■ **Assigned task**
Retype all of the data. Every line must match exactly.

* * * * *

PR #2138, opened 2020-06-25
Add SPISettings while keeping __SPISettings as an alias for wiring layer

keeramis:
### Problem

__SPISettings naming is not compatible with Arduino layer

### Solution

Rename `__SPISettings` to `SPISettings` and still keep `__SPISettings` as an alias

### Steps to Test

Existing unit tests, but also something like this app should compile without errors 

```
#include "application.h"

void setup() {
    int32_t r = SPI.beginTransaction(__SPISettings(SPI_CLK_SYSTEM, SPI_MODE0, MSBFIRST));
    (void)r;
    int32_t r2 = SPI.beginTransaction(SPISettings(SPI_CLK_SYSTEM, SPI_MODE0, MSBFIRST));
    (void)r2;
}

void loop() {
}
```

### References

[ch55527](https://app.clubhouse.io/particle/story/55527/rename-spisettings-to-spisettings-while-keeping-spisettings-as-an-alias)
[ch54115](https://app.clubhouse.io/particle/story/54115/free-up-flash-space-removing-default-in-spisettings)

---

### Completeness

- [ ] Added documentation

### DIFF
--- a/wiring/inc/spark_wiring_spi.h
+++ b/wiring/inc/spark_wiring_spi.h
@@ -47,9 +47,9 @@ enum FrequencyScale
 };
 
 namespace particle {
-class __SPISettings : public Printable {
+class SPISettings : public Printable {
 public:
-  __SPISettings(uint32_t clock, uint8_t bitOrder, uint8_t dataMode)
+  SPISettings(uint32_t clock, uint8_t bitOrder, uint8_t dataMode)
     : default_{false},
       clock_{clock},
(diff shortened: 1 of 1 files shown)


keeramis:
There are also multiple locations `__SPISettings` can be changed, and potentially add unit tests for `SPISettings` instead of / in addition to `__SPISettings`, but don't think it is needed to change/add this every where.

* * * * *

■ **Solution to this exercise**
PR #2138, opened 2020-06-25
Add SPISettings while keeping __SPISettings as an alias for wiring layer

keeramis:
### Problem

__SPISettings naming is not compatible with Arduino layer

### Solution

Rename `__SPISettings` to `SPISettings` and still keep `__SPISettings` as an alias

### Steps to Test

Existing unit tests, but also something like this app should compile without errors 

```
#include "application.h"

void setup() {
    int32_t r = SPI.beginTransaction(__SPISettings(SPI_CLK_SYSTEM, SPI_MODE0, MSBFIRST));
    (void)r;
    int32_t r2 = SPI.beginTransaction(SPISettings(SPI_CLK_SYSTEM, SPI_MODE0, MSBFIRST));
    (void)r2;
}

void loop() {
}
```

### References

[ch55527](https://app.clubhouse.io/particle/story/55527/rename-spisettings-to-spisettings-while-keeping-spisettings-as-an-alias)
[ch54115](https://app.clubhouse.io/particle/story/54115/free-up-flash-space-removing-default-in-spisettings)

---

### Completeness

- [ ] Added documentation

### DIFF
--- a/wiring/inc/spark_wiring_spi.h
+++ b/wiring/inc/spark_wiring_spi.h
@@ -47,9 +47,9 @@ enum FrequencyScale
 };
 
 namespace particle {
-class __SPISettings : public Printable {
+class SPISettings : public Printable {
 public:
-  __SPISettings(uint32_t clock, uint8_t bitOrder, uint8_t dataMode)
+  SPISettings(uint32_t clock, uint8_t bitOrder, uint8_t dataMode)
     : default_{false},
       clock_{clock},
(diff shortened: 1 of 1 files shown)


keeramis:
There are also multiple locations `__SPISettings` can be changed, and potentially add unit tests for `SPISettings` instead of / in addition to `__SPISettings`, but don't think it is needed to change/add this every where.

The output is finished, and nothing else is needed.